There have been ongoing reports of inhaled anaesthetic agents being used for sedation in critical care. These may be of value in specific circumstances. Isoflurane and other volatile agents may be useful in asthma and severe bronchospasm because of their bronchodilator properties. Specific systems for delivering volatile agents into ventilator circuits on the ICU have been developed. Nitrous oxide may be of value for changes of burns dressings, but should not be used for more than 12 h because of bone marrow suppression.

Ideally patients should be awake, pain-free, able to move about as much as possible and be able to cooperate with physiotherapy and nursing care. Excessive sedation should be avoided. The potential problems associated with over-sedation include:

prolonged need for IPPV / intubation

haemodynamic instability

gastrointestinal tract stasis

potential immune suppression

potential organ toxicity

difficulty in assessing neurological state

increased withdrawal phenomena, delirium, hallucinations and nightmares in the post-critical illness period.

To avoid excessive sedation, agents should be titrated according to the balance of the patient’s needs. In practice, this can be difficult. The requirement for sedation differs markedly between patients. Younger, fitter patients generally require more sedative and analgesic drugs. Patients who abuse alcohol and other centrally acting drugs may be very difficult to sedate because of cross-tolerance between the abused substance and the prescribed sedative or analgesic agents. Relatives and patients may deny or conceal such abuse. Acute tolerance to drugs used for sedation in ICU may also occur.

In addition, the pharmacokinetics of many sedative drugs used in critical illness is poorly understood. Only limited information is available on drug metabolism and excretion in the critically ill. Drug trials performed in rats, healthy ‘volunteers’, ASA I patients and patients with compensated cirrhosis and uraemia are of little relevance to the critically ill ICU patient, in whom abnormalities in the distribution, metabolism and elimination of drugs are common. Regular reassessment of the need for, and level of, sedation is therefore required.

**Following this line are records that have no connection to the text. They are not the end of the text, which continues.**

PR #2573, opened 2023-09-12
LB-1278: Now playing notifications not displayed correctly

KasukabeDefenceForce:
# Problem
When the browser has blocked notifications, the now playing notification was not displayed in the right manner.

# Solution
Adjusted the css in order to make it look better.

Screenshot from 2023-09-12 19-35-23

# Action

### DIFF
--- a/frontend/css/main.less
+++ b/frontend/css/main.less
@@ -316,25 +316,18 @@ pre code.hljs {
 }
 
 // For cover art in alerts
-@alertThumbnailSize: 40px;
+@alertThumbnailSize: 60px;
 
-.alert {
+.brainzplayer-alert {
   display: flex;
   align-items: center;
   justify-content: center;
 }
 
-.alert-text {
-  font-size: 11px;
-  font-weight: bold;
-  margin-left: 9px;
-  color: #353070;
-}
-
 .alert-thumbnail {
   max-height: @alertThumbnailSize;
   margin: -@alert-padding;
-  margin-right: 0;
+  margin-right: @alert-padding;
 }
 
 .search-dropdown {
--- a/frontend/css/main.less
+++ b/frontend/css/main.less
@@ -288,8 +288,19 @@ pre code.hljs {
 }
 
 // For cover art in alerts
-@alertThumbnailSize: 60px;
-.alert .alert-thumbnail {
+@alertThumbnailSize: 40px;
+.alert{
+  display: flex;
+   align-items: center;
+  justify-content: center;
+}
+.alert-text{
+  font-size: 11px;
+  font-weight: bold;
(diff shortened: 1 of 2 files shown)


frontend/css/main.less
```diff
@@ -283,13 +310,28 @@ pre code.hljs {
...
+}
+
+.alert-text {
+  font-size: 11px;
+  font-weight: bold;
+  margin-left: 9px;
+  color: #353070;
+}
+
+.alert-thumbnail {
```
MonkeyDo, line 334: A few details here:

- we should be careful about overloading standard class names. in this case, ".alert" is also a bootstrap class with it own styles, so it would be wise to use something like `.brainzplayer-alert` to avoid confusion and style overlap
- I don't think the modifications to the text styles we necessary. I would remove all the `.alert-text` styles
- the margin between the thumbnail and the text is required however, which we can instead add to `.alert-thumbnail` as `margin-right: @alert-padding;` instead of ` margin-right: 0;`

frontend/css/main.less
```diff
@@ -283,13 +310,28 @@ pre code.hljs {
...
     }
+
     margin-right: 0.7em;
   }
 }
 
 // For cover art in alerts
-@alertThumbnailSize: 60px;
-.alert .alert-thumbnail {
+@alertThumbnailSize: 40px;
```
MonkeyDo, line 319: Was changing the size here required?

frontend/js/src/brainzplayer/BrainzPlayer.tsx
```diff
@@ -592,7 +591,7 @@ export default class BrainzPlayer extends React.Component<
         createNotification(title, artist, album, artwork?.[0]?.src);
       } else {
         const message = (
-          <>
+          <div className="alert">
```
MonkeyDo, line 594: As described above, I suggest:
```suggestion
          <div className="brainzplayer-alert">
```

MonkeyDo (changes requested):
Thanks for working on this, I do have a few questions

frontend/css/main.less
KasukabeDefenceForce: I felt the thumbnail was a bit too big for the alert box and wanted to give more space to the text instead.

frontend/js/src/brainzplayer/BrainzPlayer.tsx
KasukabeDefenceForce: Yes, I think "brainzplayer-alert" is better. I will try to avoid using confusing class names in the future.

MonkeyDo (approved):
Thank you ! :rocket:

PR #2575, opened 2023-09-13
Fix stats error message

mayhem:
The message shown to users when not stats are available wasn't great. It used to say:

  Statistics for the user have not been calculated

even for cases where data would not be calculated. Changed the message to:

  There are no statistics available for this user for this period


mayhem:
OK, I've spent too much time on this silly change. I'm abandoning this PR. If you're bugged by it, close it or fix it!

PR #2586, opened 2023-09-24
docs: list gonic as a listenbrainz compatible music server

sentriz:
not really a problem/solution/action situation as asked by the template, but instead just updating the docs to add [gonic](github.com/sentriz/gonic) as an option here 

image

https://listenbrainz.org/add-data/

thanks!


mayhem (approved):
Thank you for this PR!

Sedation scoring systems may be useful in helping titrate levels of sedation. A typical score (performed hourly) together with appropriate responses is shown in Table 3.4.

TABLE 3.4 Sedation score

Where drugs are given by continuous infusion accumulation can occur and studies have consistently shown that patients tend to be over-sedated. Regular reassessment of sedation, and the use of sedation-free periods or ‘sedation holds’ can reduce the duration of tracheal intubation and ventilatory support. Many units now consider sedation holds on a daily basis. Typically sedation (not analgesia) is stopped once a day, to allow assessment. Ideally, sedation is held until the patient is able to follow commands.

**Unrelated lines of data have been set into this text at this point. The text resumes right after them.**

PR #2788, opened 2024-02-19
Avoid exhausting resources in metadata api lookup

amCap1712:
1. Restrict query length in metadata api lookups

    Typesense performance will degrade the query is huge, for instance a 1000 character query can take 15-20s for the request to complete. This also keeps the worker and other resources occupied making it easy to run out of resources to serve other requests. We limit the length of the lookup being indexed in the database to 500 characters, so it makes sense to apply at the least the same limit on the metadata API lookup.

2. Do not retry on typesense search timeout in metadata API

    The timeout for typesense requests is pretty generous IMO, it might make sense to still retry it for the mapper which runs as a background process but for the API we should probably just fail the request.

### DIFF
--- a/listenbrainz/webserver/views/metadata_api.py
+++ b/listenbrainz/webserver/views/metadata_api.py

Check that sedative infusions are running correctly and at the prescribed dose.

Exclude possible causes of agitation, including: full bladder, painful wounds, hypoxia, hypercarbia, and endotracheal tube touching carina.

Review other drug therapy and stop where appropriate. Many drugs (for example H₂ blockers) have the potential to induce confusional states.

Consider tracheostomy or nasal intubation. These are often better tolerated, and allow sedative and analgesic drugs to be significantly reduced.

Consider alternative sedative / analgesic agents if appropriate (e.g. paracetamol, NSAIDs, gabapentin, tricyclics). Seek advice.

Consider alternative analgesic techniques if appropriate (e.g. epidural or regional nerve blocks).

Eventually all patients need to be weaned off sedative agents. There is often a difficult phase during which the patient is partially sedated but unable to cooperate due to residual drug effects. Real problem patients (e.g. after head injury or suffering from withdrawal of drugs or alcohol), may be best nursed on a mattress on the floor. This reduces risk of harm should the patient fall out of bed. (See Withdrawal phenomena / acute confusional states below.)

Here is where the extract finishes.